I have an Acer Aspire one A0751 that has the Atheros 5001 (or so) network chip.  I followed drpjkurian's posted instructions to the letter.  I am using Ubuntu 10.04.  No kernel updates have occurred since I loaded the pci drivers two nights ago.  

I am using WPA encryption.  My Netbook wifi connects about 20% of the time when the netbook is in the same room as my router.  I have not yet tried the instructions in the posting 
https://help.ubuntu.com/community/Wi...Driver/Atheros
because I don't want to make things worse.  

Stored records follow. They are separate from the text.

Issue #339, opened 2017-09-25
Remove bundled sphinx-automodapi


astrofrog:
As discussed in https://github.com/astropy/astropy-helpers/issues/338, we agreed at the NY meeting that we should split sphinx code out into standalone packages. This was already done for sphinx-automodapi but we should unbundle it and instead make it a dependency of the sphinx-astropy metapackage (once this exists).

In fact, we should check if the remaining sphinx code which is not generically useful could just be moved to ``sphinx-astropy`` (which then wouldn't just be a meta-package)

Issue #327, opened 2017-07-21
Intersphinx failure with NumPy


MSeifert04:
In `ccdproc` we had a sphinx build failure because the NumPy doc server was down (Link to build: https://travis-ci.org/astropy/ccdproc/jobs/255026568#L677)

[@bsipocz mentioned that that shouldn't happen](https://github.com/astropy/ccdproc/pull/515#issuecomment-316360114)

> Hmm, this is unfortunate. The scipy and numpy intersphinx are actually picked up from the stsci server, so that warnings should have been caught and never have made the build fail. Could you please open an issue for it in astropy-helpers?

So here's the issue :)

bsipocz:
Thanks for opening. We need to make sure that this warning is ignored when the intersphinx is picked up from an alternative source. 

Probably it can be addressed upstream in sphinx, but if not we need to deal with it ourselves here.

Issue #276, opened 2016-12-09
automodapi inheritance diagram self-looping arrow


pllim:
Most people probably won't encounter this but it does happen when you have a subclass that shares the same name as its parent class. Example:

```python
from astropy.modeling import models as _models

class Box1D(_models.Box1D):
    """Extends the original Box1D with some special magic."""
    pass
```

The resultant inheritance diagram using `automodapi` makes a loop of the class on itself. It is harmless but appears quite funny and potentially confusing. I don't even know if a fix is possible or necessary. Just want to point it out.

![untitled](https://cloud.githubusercontent.com/assets/2090236/21055528/b5a5831c-bdff-11e6-8308-85eaa6dd509f.png)

eteq:
Oh interesting... I'm not sure this can be fixed exactly the way you might expect, because the underlying diagram code uses graphviz, which keys on names.

Before I try to fix, if there *isn't* a way to have them show the same name, what do you think would make sense @pllim ?  Maybe (something like ``Box1D (#2)``?

pllim:
GitHub has spoiled the `#` for me as I associate it with issue number now. I am not sure what would be a less confusing representation. `Box1D (2)` (without the `#` maybe) might just be as good as any?

pllim:
Or maybe just leave it as `Box1D -> Box1D`? Since when you mouse over, you will get more info about where the class is coming from anyway, right?

eteq:
@pllim - don't think your second option here is possible because of the origin of ths issue (that graphviz keys on names.)  But it *might* be that "Box1D" and "Box1D " (note the space in the second one) are considered different?  That will acheive a very similar appearence, at least...

pllim:
@eteq , sure, I'm not picky on this.

Issue #233, opened 2016-05-08
Warning from numpydoc doesn't trigger Sphinx fail.


MSeifert04:
The warning emitted in [NumpyDocString](https://github.com/astropy/astropy-helpers/blob/master/astropy_helpers/sphinx/ext/docscrape.py#L120) isn't catched by sphinx so it passes the travis CI checks - though the section isn't even rendered in the output. I think these warnings should fail sphinx-builds.

A bit more information (not much) can be found in a recent PR to fix such a warning: https://github.com/astropy/astropy/pull/4852

astrofrog:
Can someone investigate this to see if it is still an issue?

bsipocz:
This should have been fixed on the numpydoc side,  at least we had tons of failures when they switched on failing on these warnings since 0.7?. 
See e.g. https://github.com/numpy/numpydoc/issues/115 and some of the v2.0.2 helpers update PRs.

PR #368, opened 2018-01-29
Remove all sphinx components

astrofrog:
### Overview

This is a more extensive alternative to #367, and it:

* Removes the theme which is in https://github.com/astropy/astropy-sphinx-theme (and on PyPI)
* Removes the bundled sphinx-automodapi and numpydoc
* Removes the rest of ``astropy_helpers.sphinx`` to https://github.com/astropy/sphinx-astropy

It does **not** remove ``build_docs`` though.

Note that the astropy-sphinx-theme and sphinx-astropy repositories contain the full history of the files in those repos, including their origins in the astropy core package. I am publishing the scripts I used to do all this here: https://github.com/astrofrog/git-workflows (note that this isn't up to date yet as I have some more changes to push).

Note that sphinx-astropy is also a meta-package in that it includes dependencies on astropy-sphinx-theme, sphinx-automodapi, numpydoc, and sphinx-gallery. I haven't published sphinx-astropy yet as I want to make sure we have a chance to discuss this here first.

### Backward-compatibility

These changes will require one change in astropy core and affiliated packages (when they update to astropy-helpers next), which to change this line:

https://github.com/astropy/astropy/blob/master/docs/conf.py#L48

from:

```python
from astropy_helpers.sphinx.conf import *
```

to

```python
from sphinx_astropy.conf import *
```

Note that we can make this change automatically when updating astropy-helpers. We could optionally add a nicer error message:

```python
try:
    from sphinx_astropy.conf import *
except ImportError:
    print('Note that the documentation for this package requires the sphinx-astropy package to be installed')
    sys.exit(1)
```

This has the benefit of being super explicit in terms of what is required, which is an improvement over just the logging warning in #367.

See https://github.com/astropy/astropy/pull/7139 for an example implementation in the core package.

I don't *think* we need to add a compatibility layer to astropy-helpers since in principle packages will be able to update their ``conf.py`` at the same time as the astropy-helpers submodule.

### Steps forward

If we agree on this, these are the steps ahead:

* [x] Merge https://github.com/astropy/sphinx-astropy/pull/2
* [x] Do a release of the sphinx-astropy package
* [x] Update this PR to use the released sphinx-astropy package
* [x] Determine if the Travis matrix can be simplified (fewer sphinx versions)
* [ ] Open a PR to astropy core to use sphinx-astropy instead of astropy-helpers in conf.py, and mention dependency on sphinx-astropy to build the docs (https://github.com/astropy/astropy/pull/7139)
* [ ] Open a PR to the package template to use sphinx-astropy instead of astropy-helpers in conf.py

Fixes https://github.com/astropy/astropy-helpers/issues/338
Fixes https://github.com/astropy/astropy-helpers/issues/339

The following issue should probably be moved to sphinx-astropy, or at least resolved there then closed here: https://github.com/astropy/astropy-helpers/issues/270, https://github.com/astropy/astropy-helpers/issues/195, https://github.com/astropy/astropy-helpers/issues/211, https://github.com/astropy/astropy-helpers/issues/233, https://github.com/astropy/astropy-helpers/issues/320, https://github.com/astropy/astropy-helpers/issues/327

The following issue should probably be in sphinx-automodapi; https://github.com/astropy/astropy-helpers/issues/276


bsipocz:
> Open a PR to the package template to use sphinx-astropy instead of astropy-helpers in conf.py

@astrofrog - Just to double check, to use `sphinx-astropy` a package doesn't have to use this 3.1 version of the helpers, right?

.travis.yml
```diff
@@ -60,6 +60,9 @@ before_script:
     - git config --global user.name "A U Thor"
     - git config --global user.email "author@example.com"
 
+    # TEMP: replace by sphinx-astropy in PIP_DEPENDENCIES once installed
```
bsipocz: once installed or once released?

CHANGES.rst
```diff
@@ -6,6 +6,10 @@ astropy-helpers Changelog
 
 - Removing deprecated test_helpers.py file. [#369]
 
+- Remove all sphinx components from astropy-helpers. These are now replaced
+  by the sphinx-astropy package in conjunction with the astropy-theme-sphinx,
```
bsipocz: please double backtick the package names

astropy_helpers/commands/build_sphinx.py
```diff
@@ -120,7 +120,10 @@ def run(self):
         build_cmd_path = os.path.abspath(build_cmd.build_lib)
 
         ah_importer = pkgutil.get_importer('astropy_helpers')
-        ah_path = os.path.abspath(ah_importer.path)
+        if ah_importer is None:
```
bsipocz: what prompted this change?

bsipocz:
I really like this refactoring, but have a few questions left.

Do we plan to pin sphinx-astropy's version in the helpers releases? I just wonder about scenarios when it's not safe or desired by affiliated packages to upgrade to the latest sphinx-astropy. Since having this factored out, the overall complexity of the helpers package hierarchy is growing that may cause further confusion.

.travis.yml
astrofrog: Yep, good catch! I'll fix it before we merge.

astropy_helpers/commands/build_sphinx.py
astrofrog: I think this was actually related to trying to build the docs with ``python setup.py build_docs --use-system-astropy-helpers`` so isn't quite related to this PR but I found it while trying to use this PR

astrofrog:
> @astrofrog - Just to double check, to use sphinx-astropy a package doesn't have to use this 3.1 version of the helpers, right?

No, you can use sphinx-astropy without ever installing the helpers.

> Do we plan to pin sphinx-astropy's version in the helpers releases? I just wonder about scenarios when it's not safe or desired by affiliated packages to upgrade to the latest sphinx-astropy. Since having this factored out, the overall complexity of the helpers package hierarchy is growing that may cause further confusion.

As far as I know there is no way to 'pin' sphinx-helpers in astropy-helpers as such, since astropy-helpers is never actually installed (so ``install_requires`` is not used). What we'll need to do is add sphinx-astropy to the ``.travis.yml`` of packages that test the docs build, and that's where the pinning would need to happen. But I'm not sure if we need to pin it, no more than we need to pin e.g. numpydoc or sphinx-automodapi. The great thing about having sphinx-astropy as a standalone package is we can easily do quick bugfix releases if downstream issues occur.

bsipocz:
> But I'm not sure if we need to pin it, no more than we need to pin e.g. numpydoc or sphinx-automodapi. The great thing about having sphinx-astropy as a standalone package is we can easily do quick bugfix releases if downstream issues occur.

But those were bundled into the helpers so far, so we had some control over what to include. You're probably right though that we can have a hot fix when any issues come up. I would just like to avoid situations when the random xy package start complaining with some weird looking error that comes up at a random occasion and the solution will be that we have updated something in sphinx-astropy (but since the packages are low traffic ones, that update might have happened a while ago).

astrofrog:
This does raise a good point, which might have come up anyway even without this split - what if we want to change the default configuration some day? One solution since we are updating the imports anyway would be to update to versioned imports:

```
from sphinx_astropy.conf.v1 import *
```

this then allows us to make significant changes to the default configuration if we want in future (without requiring packages pin to a specific version).

bsipocz:
Yes, the approach could work, and with that we may also want to consider to backport this refactoring to the 2.0.x branch, so anyone still supporting python2 could use sphinx-astropy.

Or it's already python3 only?

astrofrog:
> Yes, the approach could work, and with that we may also want to consider to backport this refactoring to the 2.0.x branch, so anyone still supporting python2 could use sphinx-astropy.

Anyone can use sphinx-astropy irrespective of astropy-helpers version. This PR just removes all the code from astropy-helpers but that's just cleanup - you can use sphinx-astropy even if you are on v2.0.x, except if sphinx-astropy isn't compatible with Python 2 (which I need to check).

Basically if you import ``sphinx_astropy.conf``, then the code in astropy-helpers gets ignored.

eteq:
Generally I'm 👍 to this, @astrofrog. However, two concerns:

First: Am I understanding right that you are *not* then planning to package all the new "requirements" as helpers dependencies? If so that seems problematic because one of the main selling points of the helpers is that it's a "one stop shop" and the user of it needn't worry too much about managing all their dependencies.  Is there any reason *not* to have the helpers setup.py now have a ``requires=[..., 'sphinx-astropy']``? 

Second:

> These changes will require one change in astropy core and affiliated packages

Why not, at least for a time, leave the existing import in place but have it simply be a placeholder ``astropy_helpers/sphinx/conf.py`` that does
```
from sphinx_astropy.conf import * 

warn(DeprecationWarning('Need to do the new fancy helpers thingie!'))
```
Or similar?  That lets helpers users (i.e. affiliated package devs) know that this is coming, but gives them a window to do the helpes update *without* it breaking immediately?

bsipocz:
> Or similar? That lets helpers users (i.e. affiliated package devs) know that this is coming, but gives them a window to do the helpes update without it breaking immediately?

we can do that deprecation you suggest, but I would rather include the conf change in the same automated PR that updates for the 3.1 helpers that raising any deprecation warnings to the users. On the other hand, not deprecating but having that import in the helpers sounds like a good solution to me, too.

astrofrog:
> First: Am I understanding right that you are not then planning to package all the new "requirements" as helpers dependencies? If so that seems problematic because one of the main selling points of the helpers is that it's a "one stop shop" and the user of it needn't worry too much about managing all their dependencies. Is there any reason not to have the helpers setup.py now have a requires=[..., 'sphinx-astropy']?

We can add it to ``install_requires`` - however note that for packages that make use of the astropy-helpers as a *submodule* this might not be honored because then the helpers are not really installed as such. But I can definitely add it for cases where it is installed.

There are a couple of options here as far as I can see - we could either modify ``build_docs`` to automatically install ``sphinx-astropy`` temporarily when running ``build_docs`` (like we do for ``pytest-astropy`` when running the tests) or we could modify ``ah_bootstrap.py`` to automatically install sphinx-astropy also temporarily while running setup commands (e.g. build_docs). I can investigate both options to see what would work.

> Why not, at least for a time, leave the existing import in place but have it simply be a placeholder astropy_helpers/sphinx/conf.py

Sounds good, that's easy to do!

astrofrog:
@eteq - I've implemented the auto-install and the warning. The auto-install can't be tested completely yet as I need to do a release of sphinx-astropy first, but I tested it by using another package. Would something like this work for you? (this is like what we do for running tests). If you are happy with it I could do a release of sphinx-astropy to check it works properly?

astropy_helpers/sphinx/conf.py
```diff
@@ -0,0 +1,5 @@
+import warnings
+
+from sphinx_astropy.conf import * 
+
+warnings.warn("Note that astropy_helpers.sphinx.conf is deprecated - use sphinx_astropy.conf instead")
```
eteq: (minor) maybe "use sphinx_astropy.conf in the sphinx-astropy package"?  Just so a random user who pays no attention this stuff knows what to google...

eteq:
One thought which is not strictly related to this PR: should we update the astropy docs to explicitly say somewhere "got to the sphinx-astropy repo to get help/report issues/etc on the sphinx machinery"?

astrofrog:
> One thought which is not strictly related to this PR: should we update the astropy docs to explicitly say somewhere "got to the sphinx-astropy repo to get help/report issues/etc on the sphinx machinery"?

I have mixed feelings about this - if there are issues with building the astropy docs, it could be due to an issue in astropy itself, the helpers, or any of the extensions, or sphinx itself. People who understand the build process will likely report issues in the right place, and otherwise for users I think it's fine if they just open an issue in the main repository and we can dispatch as needed.

eteq:
> This will not auto-install Sphinx because Sphinx itself has to be installed in the first place for build_docs to even run

That was a typo, my bad - I meant the sphinx *plugin* installs.  So I'm happy as far as that is concerned.

> I have mixed feelings about this - if there are issues with building the astropy docs, it could be due to an issue in astropy itself, the helpers, or any of the extensions, or sphinx itself. People who understand the build process will likely report issues in the right place, and otherwise for users I think it's fine if they just open an issue in the main repository and we can dispatch as needed.

Hmm, that worries me for *us* because it's hard to keep a 30,000 foot view.  And I think some users get turned off by the "thanks for your input, but that should go in the `astropy-sphinx` tracker, so I'm closing this and moving it there.  Mostly just thinking aloud though - I think your answer here is reasonable and there isn't an obvious better solution...

Anyway, all of these are not issues, so I'm going to go ahead and merge.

Any help or suggestions will be appreciated.
Oh, and of course my compliments to Dr. Kurian for his well written instructions.

----------


## simontaylor

I went back to Jaunty Jackalope. No further problems. In fact, connectivity better for wireless than on my desktop running Lucid.

Best,
Simon

----------


## pwabrahams

> I have an Acer Aspire one A0751 that has the Atheros 5001 (or so) network chip.  I followed drpjkurian's posted instructions to the letter.  I am using Ubuntu 10.04.  No kernel updates have occurred since I loaded the pci drivers two nights ago.  
> 
> I am using WPA encryption.  My Netbook wifi connects about 20% of the time when the netbook is in the same room as my router.


Something that happens 20% of the time suggests a signal strength or hardware problem.  If it's software, then I'd expect either 0% or 100%.




> I have not yet tried the instructions in the posting 
> https://help.ubuntu.com/community/Wi...Driver/Atheros
> because I don't want to make things worse.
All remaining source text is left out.